WHAT YOU WILL DO
Set the records down once more so that they match the source word for word.

INFORMATION PROVIDED
PR #5966, opened 2023-12-18
feat(history): provide option to not clean url on dispose

dhayab:
**Summary**

Currently, the InstantSearch history router cleans up the URL from refinements it added during its lifecycle when it is disposed. This can be useful when InstantSearch is disposed but no route change has occurred, but the heuristics we use to detect whether we should write to the URL or not can sometimes conflict with third-party routers (ie: Next) when route changes occur.

This PR provides a option that users can use to turn off cleaning the URL on dispose. For example, with the Next.js Router:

RESPONSE AREA
PR #5966, opened 2023-12-18
feat(history): provide option to not clean url on dispose

dhayab:
**Summary**

Currently, the InstantSearch history router cleans up the URL from refinements it added during its lifecycle when it is disposed. This can be useful when InstantSearch is disposed but no route change has occurred, but the heuristics we use to detect whether we should write to the URL or not can sometimes conflict with third-party routers (ie: Next) when route changes occur.

This PR provides a option that users can use to turn off cleaning the URL on dispose. For example, with the Next.js Router:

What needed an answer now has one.